Exactly as given, output all the records that follow.

Extracted information »
※ ※ ※

PR #251, opened 2017-04-25
osgText::Glyph: Explicitly set GL_TEXTURE_MIN_FILTER to address disap…

emminizer:
…pearing glyphs on some Intel cards.

### DIFF
--- a/src/osgText/Glyph.cpp
+++ b/src/osgText/Glyph.cpp
@@ -373,6 +373,7 @@ void GlyphTexture::apply(osg::State& state) const
             glyphsWereSubloading.clear();
 
             glPixelStorei(GL_UNPACK_ALIGNMENT,1);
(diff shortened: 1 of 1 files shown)


openscenegraph:
I am about to merge the fix, but as this applies to only the OpenSceneGraph-3.4 branch the question is open about what to do about OSG master.  The osgText master has a seen a major rewrite to has affected the texture setup, the relevant part to this PR has been simplified and whether the changes in this PR to help with Intel chips/drivers will be required or not is not resolved.  Could you try out OSG master your system and see if things work.  If things work or not could you let me know.

emminizer:
Hi Robert.  I just tested master.  It appears to be OK without this change (which is required in 3.4.0).  So I think this issue can be considered completely resolved, at least from my perspective.

openscenegraph:
Thanks for the testing, good to hear master is working fine for you.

※ ※ ※

Worked solution »
PR #251, opened 2017-04-25
osgText::Glyph: Explicitly set GL_TEXTURE_MIN_FILTER to address disap…

emminizer:
…pearing glyphs on some Intel cards.

### DIFF
--- a/src/osgText/Glyph.cpp
+++ b/src/osgText/Glyph.cpp
@@ -373,6 +373,7 @@ void GlyphTexture::apply(osg::State& state) const
             glyphsWereSubloading.clear();
 
             glPixelStorei(GL_UNPACK_ALIGNMENT,1);
(diff shortened: 1 of 1 files shown)


openscenegraph:
I am about to merge the fix, but as this applies to only the OpenSceneGraph-3.4 branch the question is open about what to do about OSG master.  The osgText master has a seen a major rewrite to has affected the texture setup, the relevant part to this PR has been simplified and whether the changes in this PR to help with Intel chips/drivers will be required or not is not resolved.  Could you try out OSG master your system and see if things work.  If things work or not could you let me know.

emminizer:
Hi Robert.  I just tested master.  It appears to be OK without this change (which is required in 3.4.0).  So I think this issue can be considered completely resolved, at least from my perspective.

openscenegraph:
Thanks for the testing, good to hear master is working fine for you.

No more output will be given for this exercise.